Hyundai and Kia officials now have two union guns pointed at them at a time when both are reeling from plunging sales.
Union members at both automakers have authorized strike action if necessary to achieve their wage and non-wage demands.
The Kia branch of the Korean Metal Workers Union held its strike approval vote July 18, with 72.1%, or 24,871 of the 28,240 unionists who cast ballots, approving strike action.
The KMWU’s Hyundai branch authorized strike action July 14 after a vote participated in by 50,274 members, or 89% of the workforce. About 66% of those who voted were in favor of strike authorization.
The Hyundai union members are receiving flak from the public and local officials in Ulsan, where most Hyundai plants are located, because a large contingent of the members have rented a golf course in Gyeongju and will golf rather than tend to union business during what is seen as a critical point in the labor talks.
Spokesmen for the 240 unionists who will play golf on the July 25 union foundation day note it’s a plant holiday so they don’t deserve the criticism. Critics cast union officials as wealthy capitalists than workers who claim to be in dire need of big raises.
The unions also are drawing some public criticism due to their rigid wage and non-wage demands at a time when both Hyundai and Kia are experiencing significant sales declines and profits are nosediving.
In the first six months of 2017 Hyundai’s global sales were off 8.2% year-over-year with 2.2 million units sold.
Kia’s sales for the first six months of 2017 were off 9.4%, with 1.3 million units sold.
In a recent investor-relations presentation, Hyundai told analysts its first-quarter 2017 operating income fell 6.9% to 1.25 billion won ($1.11 billion). Net income for the quarter was down a staggering 20.5% at 1.4 billion won ($1.25 billion).
Kia booked a 19% decline in first-quarter net profit, with earnings diving to 765.4 billion won ($681 million).
Analysts expect the second-quarter picture for Hyundai also will be bleak, and the company will book its 14th consecutive quarterly decline in profits.
Especially dragging down sales revenue for both companies is a current anti-Korea boycott in China, which has become their largest market by sales volume.
Both the Hyundai and Kia unions are demanding the same wage hike that is prescribed by the KMWU. They are asking for a 154,883 won ($138) average monthly wage hike and 30% of 2016 net income. The monthly wage hike represents a little more than a 7% increase over the current monthly wage.
Management at Hyundai declines to discuss the union’s demands for non-wage matters that include changing the current 8- and 9-hour 2-shift work schedule to two 8-hour shifts.
The union at Hyundai also is demanding the company guarantee production levels at all plants and convert the worker pay system to a monthly salaried basis, instead of an hourly basis. If the workers were on a fixed monthly salary they would be able to draw their full pay even during periods when plants were shut down.

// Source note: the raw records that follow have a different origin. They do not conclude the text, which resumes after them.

PR #2154, opened 2023-12-30
feat: add support for Amazon Smart Plug

alams154:
This feature allows the user to control Amazon Smart Plugs from the Alexa Media Player integration via switches in Home Assistant.

The feature is valuable since these devices cannot be added to Home Assistant and require complex workarounds.  For example, one implementation requires the use of various plugins used in conjunction (VoiceMonkey for routine triggers, Node-RED for state management and HTTP request methods, and Emulated Hue for state synchronization).

### DIFF
--- a/custom_components/alexa_media/__init__.py
+++ b/custom_components/alexa_media/__init__.py
@@ -270,6 +270,7 @@ async def async_setup_entry(hass, config_entry):
                 "light": [],
                 "binary_sensor": [],
                 "temperature": [],
+                "smart_switch": [],
             },
             "entities": {
                 "media_player": {},
@@ -278,6 +279,7 @@ async def async_setup_entry(hass, config_entry):
                 "light": [],
                 "binary_sensor": [],
                 "alarm_control_panel": {},
+                "smart_switch": [],
             },
             "excluded": {},
             "new_devices": True,
--- a/custom_components/alexa_media/alexa_entity.py
+++ b/custom_components/alexa_media/alexa_entity.py
@@ -127,6 +127,15 @@ def is_contact_sensor(appliance: dict[str, Any]) -> bool:
         and has_capability(appliance, "Alexa.ContactSensor", "detectionState")
     )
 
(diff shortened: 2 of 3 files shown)


alandtse:
Thanks. As a note this will be added after we raised minimum version to 2024.1.b0 so when I merge it you won't see it until you've updated.

alandtse (approved):

alams154:
Sounds good, thanks for all the hard work!

jvcsw:
Thanks, but how it works?

alams154:
> Thanks, but how it works?

image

The unions are hoping to reach agreements before the July 31 vacation period that’s less than two weeks away.
Talks also apparently are not going well at GM Korea, where union workers also have voted to authorize strike action. The union and management have passed the non-strike period imposed by the government and can strike at any time.
Unionists held a demonstration July 17 near the Cheong Wa Dae (Korea’s White House), demanding the government’s Korea Development Bank retain its 17% share in the company. They also are calling for the new government of pro-labor President Moon Jae-in to force GM Korea to develop a sustainability strategy that will guarantee their continued employment.
Union officials and rank and file have panicked since GM Korea CEO James Kim abruptly announced his resignation effective Aug. 31. They believe GM is getting ready to withdraw from South Korea.
A GM Korea spokesman says that’s not in the cards, telling WardsAuto, “Globally GM is now in the right markets to drive profitability, strengthen our business performance and capitalize on growth opportunities for the long term, and this includes Korea.”